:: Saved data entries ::

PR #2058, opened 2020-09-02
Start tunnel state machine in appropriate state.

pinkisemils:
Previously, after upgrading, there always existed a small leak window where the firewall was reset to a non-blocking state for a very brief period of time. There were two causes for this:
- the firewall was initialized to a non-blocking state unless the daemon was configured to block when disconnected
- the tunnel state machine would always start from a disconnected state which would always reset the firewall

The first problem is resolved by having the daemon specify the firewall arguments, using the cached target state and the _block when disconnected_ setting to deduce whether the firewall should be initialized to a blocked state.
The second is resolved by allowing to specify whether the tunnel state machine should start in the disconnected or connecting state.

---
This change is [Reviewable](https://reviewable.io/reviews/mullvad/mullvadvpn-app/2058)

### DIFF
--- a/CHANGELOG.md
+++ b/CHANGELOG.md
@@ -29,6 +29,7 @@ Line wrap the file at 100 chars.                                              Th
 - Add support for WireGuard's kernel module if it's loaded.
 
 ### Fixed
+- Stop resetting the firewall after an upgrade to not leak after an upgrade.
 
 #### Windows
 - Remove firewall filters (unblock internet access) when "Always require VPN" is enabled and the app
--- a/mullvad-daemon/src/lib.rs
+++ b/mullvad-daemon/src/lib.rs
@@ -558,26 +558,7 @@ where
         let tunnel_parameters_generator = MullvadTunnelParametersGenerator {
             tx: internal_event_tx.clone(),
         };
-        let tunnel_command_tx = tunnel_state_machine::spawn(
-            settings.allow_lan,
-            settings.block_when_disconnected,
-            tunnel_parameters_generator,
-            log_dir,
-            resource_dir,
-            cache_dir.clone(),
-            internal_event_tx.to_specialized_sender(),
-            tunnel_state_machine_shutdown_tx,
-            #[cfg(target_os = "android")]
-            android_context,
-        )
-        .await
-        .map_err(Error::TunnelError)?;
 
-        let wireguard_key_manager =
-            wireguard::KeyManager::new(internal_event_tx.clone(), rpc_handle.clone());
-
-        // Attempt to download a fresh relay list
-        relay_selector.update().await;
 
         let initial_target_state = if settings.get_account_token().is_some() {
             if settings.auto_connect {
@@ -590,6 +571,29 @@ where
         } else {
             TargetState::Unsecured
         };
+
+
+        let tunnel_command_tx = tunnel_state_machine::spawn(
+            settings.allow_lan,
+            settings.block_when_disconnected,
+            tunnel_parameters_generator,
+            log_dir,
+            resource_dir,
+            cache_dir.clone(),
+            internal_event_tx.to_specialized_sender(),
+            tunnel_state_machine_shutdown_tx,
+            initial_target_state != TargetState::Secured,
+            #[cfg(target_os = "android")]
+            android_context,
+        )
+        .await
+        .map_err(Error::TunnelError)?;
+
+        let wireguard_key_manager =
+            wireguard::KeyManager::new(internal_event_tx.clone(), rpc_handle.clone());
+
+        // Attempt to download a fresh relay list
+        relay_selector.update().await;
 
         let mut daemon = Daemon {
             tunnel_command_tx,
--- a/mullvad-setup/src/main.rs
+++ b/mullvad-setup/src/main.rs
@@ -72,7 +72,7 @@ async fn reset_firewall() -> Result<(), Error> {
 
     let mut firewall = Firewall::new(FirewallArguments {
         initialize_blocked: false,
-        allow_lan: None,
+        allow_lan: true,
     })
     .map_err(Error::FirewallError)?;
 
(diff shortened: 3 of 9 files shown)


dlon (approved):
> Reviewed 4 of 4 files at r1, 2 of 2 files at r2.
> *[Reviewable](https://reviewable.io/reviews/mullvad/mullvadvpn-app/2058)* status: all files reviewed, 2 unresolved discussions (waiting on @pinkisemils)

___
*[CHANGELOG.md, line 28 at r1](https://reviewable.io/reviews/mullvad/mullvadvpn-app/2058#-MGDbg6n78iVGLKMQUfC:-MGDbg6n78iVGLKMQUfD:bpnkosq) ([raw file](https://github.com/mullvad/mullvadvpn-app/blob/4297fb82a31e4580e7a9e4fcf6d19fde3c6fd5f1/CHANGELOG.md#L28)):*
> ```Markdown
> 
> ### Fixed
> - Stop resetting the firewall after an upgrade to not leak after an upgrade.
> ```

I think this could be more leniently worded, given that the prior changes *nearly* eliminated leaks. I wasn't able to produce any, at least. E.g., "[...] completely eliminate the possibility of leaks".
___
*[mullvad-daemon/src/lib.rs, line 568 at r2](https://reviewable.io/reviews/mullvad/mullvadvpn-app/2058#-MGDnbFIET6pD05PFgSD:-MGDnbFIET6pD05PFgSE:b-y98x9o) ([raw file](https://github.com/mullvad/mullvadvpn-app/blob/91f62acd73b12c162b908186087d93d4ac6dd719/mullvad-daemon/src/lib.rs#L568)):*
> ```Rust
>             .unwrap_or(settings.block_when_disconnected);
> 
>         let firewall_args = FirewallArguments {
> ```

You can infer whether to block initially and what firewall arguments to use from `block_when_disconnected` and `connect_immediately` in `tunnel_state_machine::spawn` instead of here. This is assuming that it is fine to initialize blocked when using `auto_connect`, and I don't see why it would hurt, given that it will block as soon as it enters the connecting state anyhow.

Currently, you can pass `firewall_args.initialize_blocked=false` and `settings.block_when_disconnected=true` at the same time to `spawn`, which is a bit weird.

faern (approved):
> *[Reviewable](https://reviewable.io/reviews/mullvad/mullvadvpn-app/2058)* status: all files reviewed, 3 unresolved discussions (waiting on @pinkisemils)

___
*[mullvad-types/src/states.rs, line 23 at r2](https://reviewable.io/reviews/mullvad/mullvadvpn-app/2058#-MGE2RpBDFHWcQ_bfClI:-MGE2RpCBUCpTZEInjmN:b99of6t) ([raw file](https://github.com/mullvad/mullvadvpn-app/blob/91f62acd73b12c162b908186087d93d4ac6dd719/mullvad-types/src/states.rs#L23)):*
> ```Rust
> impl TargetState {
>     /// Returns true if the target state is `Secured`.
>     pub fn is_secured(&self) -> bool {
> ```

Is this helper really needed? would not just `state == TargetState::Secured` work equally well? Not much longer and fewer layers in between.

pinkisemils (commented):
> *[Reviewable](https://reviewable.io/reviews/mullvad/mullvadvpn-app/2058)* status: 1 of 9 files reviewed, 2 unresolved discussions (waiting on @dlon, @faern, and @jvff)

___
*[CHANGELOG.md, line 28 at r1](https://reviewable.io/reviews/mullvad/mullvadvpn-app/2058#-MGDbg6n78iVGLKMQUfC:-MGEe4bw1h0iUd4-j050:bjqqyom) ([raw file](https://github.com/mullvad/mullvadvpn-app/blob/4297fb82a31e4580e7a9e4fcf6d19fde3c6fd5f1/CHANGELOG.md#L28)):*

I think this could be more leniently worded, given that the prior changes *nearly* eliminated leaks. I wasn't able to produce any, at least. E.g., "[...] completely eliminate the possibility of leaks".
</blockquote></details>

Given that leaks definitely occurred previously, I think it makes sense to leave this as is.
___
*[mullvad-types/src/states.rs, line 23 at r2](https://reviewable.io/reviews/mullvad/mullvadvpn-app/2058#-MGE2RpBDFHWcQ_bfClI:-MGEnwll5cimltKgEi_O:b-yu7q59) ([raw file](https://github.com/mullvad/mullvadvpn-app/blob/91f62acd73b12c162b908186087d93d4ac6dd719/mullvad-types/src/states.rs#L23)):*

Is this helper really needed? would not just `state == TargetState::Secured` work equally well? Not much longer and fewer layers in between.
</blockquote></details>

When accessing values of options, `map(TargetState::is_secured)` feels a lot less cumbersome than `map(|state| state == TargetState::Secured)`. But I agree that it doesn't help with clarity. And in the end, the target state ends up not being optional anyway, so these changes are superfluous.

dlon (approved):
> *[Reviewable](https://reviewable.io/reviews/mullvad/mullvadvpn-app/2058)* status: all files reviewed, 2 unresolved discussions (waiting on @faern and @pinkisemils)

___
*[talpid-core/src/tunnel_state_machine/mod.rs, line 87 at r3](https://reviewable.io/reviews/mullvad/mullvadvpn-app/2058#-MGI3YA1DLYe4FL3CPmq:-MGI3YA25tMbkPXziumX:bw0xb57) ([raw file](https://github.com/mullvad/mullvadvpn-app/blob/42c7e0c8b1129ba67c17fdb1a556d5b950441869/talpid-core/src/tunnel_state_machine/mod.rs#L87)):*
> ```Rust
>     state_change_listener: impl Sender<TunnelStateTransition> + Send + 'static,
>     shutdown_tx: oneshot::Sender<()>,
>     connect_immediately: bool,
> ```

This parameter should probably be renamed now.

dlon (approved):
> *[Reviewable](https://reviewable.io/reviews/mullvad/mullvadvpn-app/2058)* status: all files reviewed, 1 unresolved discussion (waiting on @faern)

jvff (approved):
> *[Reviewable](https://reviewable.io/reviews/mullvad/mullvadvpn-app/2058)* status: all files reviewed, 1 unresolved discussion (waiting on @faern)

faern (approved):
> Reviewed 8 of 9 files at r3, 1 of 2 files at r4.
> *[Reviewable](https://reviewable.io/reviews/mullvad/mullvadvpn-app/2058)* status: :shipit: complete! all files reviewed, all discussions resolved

==

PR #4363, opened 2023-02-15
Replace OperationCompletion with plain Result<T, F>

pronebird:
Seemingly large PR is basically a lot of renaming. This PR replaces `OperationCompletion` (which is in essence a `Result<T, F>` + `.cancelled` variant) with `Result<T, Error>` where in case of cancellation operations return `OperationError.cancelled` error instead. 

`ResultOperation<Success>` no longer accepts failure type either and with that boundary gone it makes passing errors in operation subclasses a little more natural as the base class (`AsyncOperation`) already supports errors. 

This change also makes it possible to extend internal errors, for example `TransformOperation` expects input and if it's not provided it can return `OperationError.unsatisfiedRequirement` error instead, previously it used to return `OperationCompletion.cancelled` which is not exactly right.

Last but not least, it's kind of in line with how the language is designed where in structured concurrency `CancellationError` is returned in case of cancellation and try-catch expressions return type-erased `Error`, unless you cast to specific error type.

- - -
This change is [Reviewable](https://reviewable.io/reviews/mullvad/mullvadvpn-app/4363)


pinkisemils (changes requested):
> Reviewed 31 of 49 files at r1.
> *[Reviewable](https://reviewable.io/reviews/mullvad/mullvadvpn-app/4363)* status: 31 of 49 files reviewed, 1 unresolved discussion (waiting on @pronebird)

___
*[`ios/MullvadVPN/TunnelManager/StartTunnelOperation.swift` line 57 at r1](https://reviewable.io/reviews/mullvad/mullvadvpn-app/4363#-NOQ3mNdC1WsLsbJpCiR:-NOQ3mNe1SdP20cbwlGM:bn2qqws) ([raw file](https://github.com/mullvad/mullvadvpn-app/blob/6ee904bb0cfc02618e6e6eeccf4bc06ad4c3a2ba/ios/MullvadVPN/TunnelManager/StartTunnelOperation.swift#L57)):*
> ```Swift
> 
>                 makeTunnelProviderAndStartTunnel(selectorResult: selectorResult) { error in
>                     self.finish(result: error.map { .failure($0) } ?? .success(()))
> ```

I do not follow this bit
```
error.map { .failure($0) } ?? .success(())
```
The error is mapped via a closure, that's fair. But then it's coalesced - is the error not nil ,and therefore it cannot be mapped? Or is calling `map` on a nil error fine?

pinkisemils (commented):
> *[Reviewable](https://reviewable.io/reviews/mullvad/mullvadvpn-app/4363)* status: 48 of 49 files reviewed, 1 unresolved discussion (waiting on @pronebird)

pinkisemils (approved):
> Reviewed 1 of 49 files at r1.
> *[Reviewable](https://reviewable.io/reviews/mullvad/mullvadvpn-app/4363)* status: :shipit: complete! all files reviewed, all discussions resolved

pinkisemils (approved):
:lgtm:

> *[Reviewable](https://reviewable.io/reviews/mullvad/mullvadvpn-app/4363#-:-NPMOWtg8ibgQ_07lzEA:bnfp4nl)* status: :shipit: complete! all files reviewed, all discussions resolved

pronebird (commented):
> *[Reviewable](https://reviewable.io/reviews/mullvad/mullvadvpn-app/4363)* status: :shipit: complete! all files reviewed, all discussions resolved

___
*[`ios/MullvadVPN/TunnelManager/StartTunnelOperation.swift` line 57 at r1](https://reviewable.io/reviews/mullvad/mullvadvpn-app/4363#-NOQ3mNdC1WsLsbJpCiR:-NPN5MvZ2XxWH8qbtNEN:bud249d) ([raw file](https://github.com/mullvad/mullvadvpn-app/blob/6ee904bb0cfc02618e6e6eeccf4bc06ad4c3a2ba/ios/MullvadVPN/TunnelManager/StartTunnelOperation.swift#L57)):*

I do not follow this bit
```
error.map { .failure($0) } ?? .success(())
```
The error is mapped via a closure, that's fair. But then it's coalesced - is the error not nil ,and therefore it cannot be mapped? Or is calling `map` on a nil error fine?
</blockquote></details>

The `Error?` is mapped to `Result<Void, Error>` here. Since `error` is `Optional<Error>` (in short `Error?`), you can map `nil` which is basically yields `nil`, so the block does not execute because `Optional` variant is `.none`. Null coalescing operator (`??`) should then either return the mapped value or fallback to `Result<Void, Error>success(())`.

:: WHAT IS BEING ASKED ::
Please copy every line in the entries where "connecting" appears.

:: EXERCISE SOLUTION ::
The second is resolved by allowing to specify whether the tunnel state machine should start in the disconnected or connecting state.
You can infer whether to block initially and what firewall arguments to use from `block_when_disconnected` and `connect_immediately` in `tunnel_state_machine::spawn` instead of here. This is assuming that it is fine to initialize blocked when using `auto_connect`, and I don't see why it would hurt, given that it will block as soon as it enters the connecting state anyhow.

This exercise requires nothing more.